Sorry, aber dass ist unterstes Niveau und sowas von ÄRMLICH, hier die Schreibfehler anzuführen. Dann müßten 2/3 aller User hier aus dem Forum aus deinen Augen dumm sein. Was machst den du dann noch hier als jemand der sich für "BESSER" hält?

Und vom Sinn her hat er absolut Recht.


----------



## Lenzibald (9. Februar 2010)

*AW: Askari - SCHLECHTE ERFAHRUNG*

Servus. @Algon  Sowas kann man doch nicht in die AGB schreiben. Wenn was nicht lieferbar ist ok aber nicht was anderes senden das man wieder zur Post rennen kann. Nö mit mir nicht.
MfG
Lenzi


----------



## Algon (9. Februar 2010)

*AW: Askari - SCHLECHTE ERFAHRUNG*



Lenzibald schrieb:


> Servus. @Algon  Sowas kann man doch nicht in die AGB schreiben.



Wieso denn nicht, Du must ja nicht dort bestellen.
Nur ist das der Punkt, das die AGB angeklickt werden ohne sie vorher zu lesen. Und wenn der Fall eintritt, mit dem man sich ja durch das bestätigen einverstanden erklärt hat, geht das Geschümpfe bzw Geschrei los. Man kann sich viel Ärger ersparen, den Anderen auch, wenn man sich* einfach mal die Mühe macht* und AGB liest.

MfG Algon


----------



## Buds Ben Cêre (9. Februar 2010)

*AW: Askari - SCHLECHTE ERFAHRUNG*



3.2.1.mein Zander schrieb:


> Sorry, aber dass ist unterstes Niveau und sowas von ÄRMLICH, hier die Schreibfehler anzuführen. Dann müßten 2/3 aller User hier aus dem Forum aus deinen Augen dumm sein. Was machst den du dann noch hier als jemand der sich für "BESSER" hält?
> 
> Und vom Sinn her hat er absolut Recht.


 

Das ist überhaupt nicht ärmlich. Es hängt nämlich nicht unbedingt von der Beherrschung der deutschen Rechtschreibung ab, in welchem Stil man hier postet. Der gute Randale hätte durchaus auch so was wie 

"Also Jungs, jetzt ist genug, lasst uns doch mal wieder zu Askari zurückkehren!"
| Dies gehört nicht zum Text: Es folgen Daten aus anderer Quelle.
Issue #1756, opened 2018-11-14
"Play note" blocks in imported projects do not have the note picker


ericrosenbaum:
### Expected Behavior

All "play note" blocks should display the note picker field when you click the note input.

### Actual Behavior

"Play note" blocks in projects imported from 2.0 do not display the note picker field.

PR #1757, opened 2018-11-14
Use note picker in imported play note blocks

ericrosenbaum:
### Resolves

Resolves https://github.com/LLK/scratch-vm/issues/1756

### Proposed Changes

"Play note"  blocks in projects imported from 2.0 should use the note picker field.

Also, obscured shadows in imported blocks with the note picker should default to 60.

### Test Coverage

Test 2.0 projects with note blocks, such as:
261062957
187641716


paulkaplan:
As mentioned offline, lets also set the default value for obscured shadows on this field type to 60

paulkaplan (approved):
LGTM

PR #1759, opened 2018-11-14
Make the wait block's logic and behavior more consistent with Scratch 2

ktbee:
### Resolves

Fixes [the seagull project](https://llk.github.io/scratch-gui/develop/#169401431) in #1478, where the "BREATH" sprite doesn't disappear as expected. It also includes some compatibility fixes for [a space invaders project](https://scratch.mit.edu/projects/252324412/) and a [project that tracks the Scratch loop](https://scratch.mit.edu/projects/259055091)

### Proposed Changes

- This PR replaces the wait block's use of JavaScript promises with logic that keeps track of how much time has elapsed with the Timer utility. This makes the wait block's timing more consistent with how [it was implemented in Scratch 2](https://github.com/LLK/scratch-flash/blob/develop/src/interpreter/Interpreter.as#L604-L609) and avoids race conditions with the JS event loop.
- Adds a timer and timer-related logic to blocks' utility functions
- Adds a time server to the runtime to make available a millisecond clock that updates as threads are stepped. This is useful when a block's timing needs to mimic logic for [Sprite 2's `currentMSecs` timestamp.](https://github.com/LLK/scratch-flash/blob/72e4729b8189d11bbe51b6d94144b0a3c392ac9a/src/interpreter/Interpreter.as#L245)

### Reason for Changes

In the example seagulls project, the "BREATHE" sprite doesn't disappear because of a race condition with its wait blocks. The hide block executes before the show block. Using the timer utility and timestamps makes the wait times more consistent.

We also needed a milliseconds clock that keeps the same timestamp for an entire step of the Sequencer, [as in Scratch 2.](https://github.com/LLK/scratch-flash/blob/72e4729b8189d11bbe51b6d94144b0a3c392ac9a/src/interpreter/Interpreter.as#L245) This cached value is what allowed the enemy ships in [this Space Invaders project](https://scratch.mit.edu/projects/252324412/) to move in unison. Without this cached value, my wait block timer fix made the ships even more out of sync. This millisecond timestamp is passed as a custom `nowObj` for the wait block's timer. 

### Test Coverage

I've added tests for the wait block in `blocks_control.js`.

### DIFF
--- a/src/blocks/scratch3_control.js
+++ b/src/blocks/scratch3_control.js
@@ -1,4 +1,5 @@
 const Cast = require('../util/cast');
+const Timer = require('../util/timer');
 
 class Scratch3ControlBlocks {
     constructor (runtime) {
@@ -38,6 +39,43 @@ class Scratch3ControlBlocks {
             control_clear_counter: this.clearCounter,
             control_all_at_once: this.allAtOnce
         };
+    }
+
+    /**
+     * Check the stack timer, and if its time is not up yet, yield the thread.
+     * @param {object} util - utility object provided by the runtime.
+     * @private
+     */
+    _checkStackTimer (util) {
+        const timeElapsed = util.stackFrame.timer.timeElapsed();
+        if (timeElapsed < util.stackFrame.duration) {
+            util.yield();
+        }
+    }
+
+    /**
+     * Check if the stack timer needs initialization.
+     * @param {object} util - utility object provided by the runtime.
+     * @return {boolean} - true if the stack timer needs to be initialized.
+     * @private
+     */
+    _stackTimerNeedsInit (util) {
+        return !util.stackFrame.timer;
+    }
+
+    /**
+     * Start the stack timer and the yield the thread if necessary.
+     * @param {object} util - utility object provided by the runtime.
+     * @param {number} duration - a duration in seconds to set the timer for.
+     * @private
+     */
+    _startStackTimer (util, duration) {
+        duration = Math.max(0, 1000 * Cast.toNumber(duration));
+
+        util.stackFrame.timer = new Timer();
+        util.stackFrame.timer.start();
+        util.stackFrame.duration = duration;
+        util.yield();
     }
 
     getHats () {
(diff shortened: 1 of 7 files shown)


Mr-Dave2:
For your testing, I believe that this is another project where the timing of the wait blocks must be precise or the invader sprites get out of line.  
https://beta.scratch.mit.edu/#252324412

This was mentioned in the forums as an issue here: 
https://scratch.mit.edu/discuss/topic/308114/?page=13#post-3293911

ktbee:
@Mr-Dave2 thank you for the example project! It looks like the invaders' timing is more out of sync with my fix, so I'm going to investigate this a little more. Thanks again for letting me know.

Mr-Dave2:
This may be less useful but I'm adding another comment about the difference in the way a wait(0) block works.  
This program has two small sprites that constantly move and change costumes in a forever loop.  A slider variable can be used to also include a wait(0) in those motion loops. The stage has a loop to calculate FPS using a technique I've seen other people use.  

When run under Scratch 2, the FPS counter shows 30 both with and without the wait(0) block.

When run under Scratch 3, the FPS counter shows 30 without the wait(0) block but goes over 50,000 when the wait(0) block is included.

Scratch 2 link: https://scratch.mit.edu/projects/259055091/
Scratch 3 link: https://beta.scratch.mit.edu/#259055091

I don't have an example of how this could affect an actual project.

src/blocks/scratch3_control.js
```diff
@@ -107,13 +144,17 @@ class Scratch3ControlBlocks {
...
+        const stackFrame = util.stackFrame;
         const duration = Math.max(0, 1000 * Cast.toNumber(args.DURATION));
-        return new Promise(resolve => {
-            setTimeout(() => {
-                resolve();
-            }, duration);
-        });
+
+        if (this._stackTimerNeedsInit(stackFrame)) {
+            this._startStackTimer(stackFrame, duration);
```
towerofnix: Should the `const duration` block be placed inside the `if ()` here? It isn't used outside the scope of the `if`, so there'd presumably be a performance gain by only calculating the duration inside the `if`, when it's needed.

ktbee: Good call! I'll make that update, thanks @towerofnix

ktbee:
Okay, I think we've covered our compatibility bases on this one! Though let me know if you find other tricky projects or examples @Mr-Dave2. I have fixes now in place for the Space Invaders project and the "Wait 0 yield timing" project. 

@kchadha this implementation in this PR has changed a bit, I'll update the original comment with my proposed changes.

kchadha (commented):
The code LGTM, @rschamp, @thisandagain, @cwillisf, I'm curious to get thoughts from one of you since you are probably more familiar with the sequencer timing etc.

thisandagain:
This looks good! Thanks @ktbee.

thisandagain (approved):

PR #1760, opened 2018-11-14
Added an option to provide Scratch Link with a Organizationally Uniqu…

knandersen:
### Resolves

Currently Scratch VM wants to discover Bluetooth devices, it is only possible to provide a major and minor device class as a search parameter. As these device classes are relatively generic, while searching for a specific device, other devices that share the same major and minor device class will appear. 

In this case, the EV3 extension has major class Toy (8) and minor class Robot (1), and it is highly likely that other companies will have products that use this exact combination of major and minor device class.

### Proposed Changes

This change adds an optional Organisationally Unique Idenfitier (OUI)-prefix as information for Scratch Link to further filter Bluetooth-devices, so that only EV3 Programmable Bricks when using the EV3 extension.

### Reason for Changes

To avoid users from being shown other devices than those they intend to connect to.

### Test Coverage

No tests have been added.


cwillisf (approved):
👍

thisandagain:
@cwillisf @knandersen Can you folks resolve the conflicts and get this merged or closed?

knandersen:
@thisandagain done!

knandersen:
Based on the problems we’ve experienced on Windows re: supplying a filter that Scratch Link doesn’t understand, we should probably hold off on merging this in until the Windows-part of the OUI-prefix enhancement gets implemented. Thoughts @cwillisf ?

cwillisf:
If I remember correctly we decided that OUI-based filtering is not the best option, and we're filtering based on a name prefix instead. @knandersen please re-open this if you disagree or otherwise think we should bring the idea of OUI filtering back :)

posten können, wegen mir mit 65 Rechtschreibfehlern, und alles wäre doch easy. Aber nein, da zettelt er dann doch lieber leibhaftige Randale an. Ob das besser ist?

Zusatz: ich meine manchmal auch, eine gewisse Korrelation zwischen Rechtschreibung und aggressivem Schreibstil beobachten zu können, hmmm, ob das wohl zutrifft.
Ein anderer Zusammenhang schwebt mir auch grad im Kopf rum, den spar ich mir aber.


----------



## 3.2.1.mein Zander (9. Februar 2010)

*AW: Askari - SCHLECHTE ERFAHRUNG*

Das ganze schweift wieder vom Thema ab, und ich gebe dir bei vielem Recht und trotzdem ist es ein sehr niedriges Niveau die Rechtschreibfehler zu Kritisieren.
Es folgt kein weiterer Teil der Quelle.